PROBLEM:
The lines to reproduce run from the first one below to the line containing "important logs. All", both included. Reproduce them exactly and nothing else.

====== SOURCE MATERIAL

PR #848, opened 2020-05-18
Reduce excesive logging in API repositories.

andescu:
The SDK logs too much and too often especially in the API repositories.
This commit removes some of the duplicated logs, aligns all logs to a
common structure, and adds additional info like HRN and key to all
important logs. All other logs that are not important are now on level
debug. All previous trace logs which are actually printing debug level
information are now raised to debug level.

One very important fix that needs highlight is the capture by copy
which was removed from most of the cache repositories while putting
into the cache. It is not necessary to capture model data by copy as
the KeyValueCache::Put() is pure sync and will not leave the context
so that the model faces deletion. This additional copy is not needed
and might even bring performance decreases. This is now fixed and all
models are captured by reference when added to the cache.

Additionally, this commit also enables ccplint namespace check.

Resolves: OLPSUP-10501

### DIFF
--- a/olp-cpp-sdk-dataservice-read/src/ApiClientLookup.cpp
+++ b/olp-cpp-sdk-dataservice-read/src/ApiClientLookup.cpp
@@ -59,39 +59,45 @@ ApiClientLookup::ApiClientResponse ApiClientLookup::LookupApi(
     std::string service_version, FetchOptions options,
     client::OlpClientSettings settings) {
   repository::ApiCacheRepository repository(catalog, settings.cache);
+  const auto hrn = catalog.ToCatalogHRNString();
 
   if (options != OnlineOnly && options != CacheWithUpdate) {
     auto url = repository.Get(service, service_version);
     if (url) {
-      OLP_SDK_LOG_INFO_F(kLogTag, "LookupApi(%s, %s) -> from cache",
-                         service.c_str(), service_version.c_str());
+      OLP_SDK_LOG_DEBUG_F(kLogTag, "LookupApi(%s/%s) found in cache, hrn='%s'",
+                          service.c_str(), service_version.c_str(),
+                          hrn.c_str());
       client::OlpClient client;
       client.SetSettings(std::move(settings));
       client.SetBaseUrl(*url);
       return client;
     } else if (options == CacheOnly) {
-      return client::ApiError(
-          client::ErrorCode::NotFound,
-          "Cache only resource not found in cache (loopup api).");
+      return {{client::ErrorCode::NotFound,
+               "CacheOnly: resource not found in cache"}};
     }
   }
+
+  OLP_SDK_LOG_INFO_F(kLogTag,
+                     "LookupApi(%s/%s) cache miss, requesting, hrn='%s'",
+                     service.c_str(), service_version.c_str(), hrn.c_str());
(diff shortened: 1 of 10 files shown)


olp-cpp-sdk-dataservice-read/src/ApiClientLookup.cpp
```diff
@@ -58,40 +58,46 @@ ApiClientLookup::ApiClientResponse ApiClientLookup::LookupApi(
...
       return client;
     } else if (options == CacheOnly) {
-      return client::ApiError(
-          client::ErrorCode::NotFound,
-          "Cache only resource not found in cache (loopup api).");
+      return {{ErrorCode::NotFound, "CacheOnly: resource not found in cache"}};
     }
   }
 
+  OLP_SDK_LOG_INFO_F(kLogTag,
```
mykhailo-kuchma, line 80: Trace/Debug?

olp-cpp-sdk-dataservice-read/src/ApiClientLookup.cpp
```diff
@@ -106,24 +112,24 @@ ApiClientLookup::ApiClientResponse ApiClientLookup::LookupApi(
...
-                   [&](const olp::dataservice::read::model::Api& obj) -> bool {
+                   [&](const dataservice::read::model::Api& obj) -> bool {
                      return (obj.GetApi().compare(service) == 0 &&
                              obj.GetVersion().compare(service_version) == 0);
                    });
   if (it == api_result.end()) {
-    OLP_SDK_LOG_INFO_F(kLogTag, "LookupApi(%s/%s): %s - service not available",
-                       service.c_str(), service_version.c_str(),
-                       catalog.partition.c_str());
+    OLP_SDK_LOG_INFO_F(kLogTag, "LookupApi(%s/%s) service not found, hrn='%s'",
```
mykhailo-kuchma, line 120: Error?

olp-cpp-sdk-dataservice-read/src/repositories/CatalogRepository.cpp
```diff
@@ -131,9 +130,15 @@ CatalogVersionResponse CatalogRepository::GetLatestVersion(
   if (version_response.IsSuccessful() && fetch_option != OnlineOnly) {
     repository.PutVersion(version_response.GetResult());
   }
+
   if (!version_response.IsSuccessful()) {
     const auto& error = version_response.GetError();
     if (error.GetHttpStatusCode() == http::HttpStatusCode::FORBIDDEN) {
+      OLP_SDK_LOG_INFO_F(kLogTag,
```
mykhailo-kuchma, line 137: Warning/Error?

olp-cpp-sdk-dataservice-read/src/ApiClientLookup.cpp
andescu: I think info is good so that we see how often we request API lookup. Ideally, it is only once and then stored to cache.

olp-cpp-sdk-dataservice-read/src/ApiClientLookup.cpp
andescu: Ill make it warning.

============

REPLY:
PR #848, opened 2020-05-18
Reduce excesive logging in API repositories.

andescu:
The SDK logs too much and too often especially in the API repositories.
This commit removes some of the duplicated logs, aligns all logs to a
common structure, and adds additional info like HRN and key to all
important logs. All other logs that are not important are now on level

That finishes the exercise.